La Giunta veneta ha già approvato una deliberazione che fissa le procedure di carattere organizzativo per l’esecuzione degli adempimenti necessari all’attuazione della consultazione. Aggiornato anche il sistema informatico per la raccolta e la gestione dei dati riguardanti le operazioni ai seggi e allo scrutinio e per l’elaborazione e la pubblicazione dei dati in tempo reale a cura del Consiglio regionale.

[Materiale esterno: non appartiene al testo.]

Issue #1958, opened 2024-03-07
[Proposal] Remove `tests/**/output` from vcs


sneakers-the-rat:
**Is your feature request related to a problem? Please describe.**

Whenever I run tests locally, I always end up with a lot of the files in various `output` folders changed, and then I need to be careful to ignore them when committing, or else run `git update-index --assume-unchanged` for all of them a la here: https://github.com/linkml/linkml/blob/0c3afa90701dd18ce874f6103cc7668684eb697d/hide_test_changes.sh#L3

that call doesn't persist across switching branches, which one needs to do all the time, so it's like playing whack-a-mole where inevitably i will end up committing one of them.

I am not quite sure what the purpose of having them versioned is - being able to look at the intended outputs all the time is nice, and in that case we'd expect those files to not be used in the tests since the test should be self-contained. Using those as expected outputs to compare tests to would also be good, but then since the tests also generate there then their status becomes ambiguous. 

It seems like `__snapshot__` is supposed to be the way to store expected outputs that are used in the tests, but many tests use `outputs` instead - eg. any test that uses `TestEnvironment` does, since `outdir` is `output` : https://github.com/linkml/linkml/blob/0c3afa90701dd18ce874f6103cc7668684eb697d/tests/utils/test_environment.py#L42

which is used by `expected_path`: 
https://github.com/linkml/linkml/blob/0c3afa90701dd18ce874f6103cc7668684eb697d/tests/utils/test_environment.py#L97

which is used in turn by `TestEnvironment.generate_single_file`, `GeneratorTestCase.single_file_generator`, which is used in `test_base` and `test_biolink_model` . 

So ultimately it isn't clear to me what the `output` directories are for, and seems like it has the potential to cause weird testing errors and make PRs more difficult to review. 

**Describe the solution you'd like**
I think we should remove `output` directories from being tracked by git and make a clearer distinction between the types of test directories. I like the way that test directory structure is mirrored across the test packages, so this hopefully shouldn't be too hard.
- `__snapshots__`  (versioned) - frozen output used to test
- `temp` (ignored) - output that is generated during testing that is cleared during cleanup, ideally by a fixture: if one wants to keep those outputs, we already have a `--with-output` flag for that.
- `examples` (versioned) - sample output that is used to be able to see expected results without them being used in testing, if desired.

We can then clarify in the developer docs what the directory structure is within the tests, as well as document how the various utility classes and fixtures are intended to be used.

[...]

PR #1968, opened 2024-03-13
Remove test outputs from git

sneakers-the-rat:
Fix: https://github.com/linkml/linkml/issues/1958

As of now this PR only removes the `output` files from git - they are already in `.gitignore` so nothing more needs to be done there.

Wanted to open this and ask what we want in the way of docs for this - should we describe the directory structure for each test package in this PR? 

I also didn't make keeping the `output` files dependent on `--with-output` because i wasn't sure if we wanted that. Since the files aren't tracked, this would mostly be a disk usage thing. The outputs are ~dozens-~hundreds of MB, and are sort of a pain to delete, but I'm not exactly sure how one would do something like what one would do with a pytest fixture with the unittest class.

eg. in pytest we would do something like this:

```python
def make_output_dir(request):
    dir = Path() / 'output'
    yield dir
    if not request.config.get('with-output'):
        shutil.rmtree(dir)

```

Anyway more tidying. This is mostly so I don't have to worry about accidentally committing more output files and also don't have to keep avoiding them every time i make a commit lol

Other changes:
- Make UnitTest environment use `__snapshots__` instead of `output`
- Make UnitTest environment respect `--generate-snapshots` when applicable


cmungall (approved):

pkalita-lbl:
I might be able to give a bit more context here. You've accurately identified a lot of the issues with the existing tests that are based around `TestEnvironmentTestCase` subclasses, so no need to rehash that. We want to get to a place where:

* All tests are pytest-based
* `TestEnvironmentTestCase` and `output` directories don't exist anymore
* Tests that need to compare results to "gold standard" files use the [snapshot fixture](https://github.com/linkml/linkml/blob/6d739f706bf51d7ecb1c9340aa89d1055aa75356/tests/conftest.py#L125) and should be done sparingly 
* Any tests that must write to disk do so using temporary files and directories using pytests standard fixtures for that

We started taking a directory-by-directory approach to this conversion and cleanup effort: https://github.com/linkml/linkml/issues?q=is%3Aissue+%22convert+tests+in%22 I'll admit that effort has sort of stalled out a bit as I haven't has as much time to devote to LinkML lately. 

Again, I 1000% feel your pain. I also hate having to jump through git hoops to tame the `output` directories. But my 2 cents is that I'd like to see effort being put towards the remaining test directory conversions. I get a little uncomfortable seeing the old and new testing infrastructures getting intermingled in this PR when the old infrastructure is slated for demolition.

sneakers-the-rat:
That's fair. I was trying to change as little as possible in this one PR while unifying behavior around `--generate-snapshots`. So what would be better to do? 

This PR is a step forwards/not in conflict with other efforts to replace the test cases classes, it just makes them behave like the pytest functions that use the `snapshot` fixture. It's only actually used in a few places:

`TestEnvironmentTestCase`
- `test_base/test_python.py`
- `test_enhancements/*`
- `test_notebooks/test_notebooks.py`

`GeneratorTestCase`
- `test_base/*`except `test_python.py`

so i could probably swap those out in about an hour if we'd rather do it in one shot. 

lmk what we want to do here.

sneakers-the-rat:
ya this doesn't seem hard. i'll have this done by EOD https://github.com/sneakers-the-rat/linkml/tree/tests-remove-testcase

sneakers-the-rat:
superceded by: https://github.com/linkml/linkml/pull/1976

“Noi vogliamo diventare pienamente autonomi e chiediamo in tal senso l’applicazione in toto dell’articolo 116 della Costituzione. Questo è l’obiettivo che pur partendo da situazioni diverse condividiamo con la Lombardia e sul quale insieme porteremo 15 milioni di italiani, un quarto del Paese, finalmente ad esprimersi”.

“Noi veneti siamo solidali ma autonomisti impenitenti – conclude il presidente della Regione, parafrasando Don Sturzo – e a Roma non hanno ancora capito cosa sta accadendo. Io non ho altri atti da firmare: quello che dovevamo fare lo abbiamo fatto”.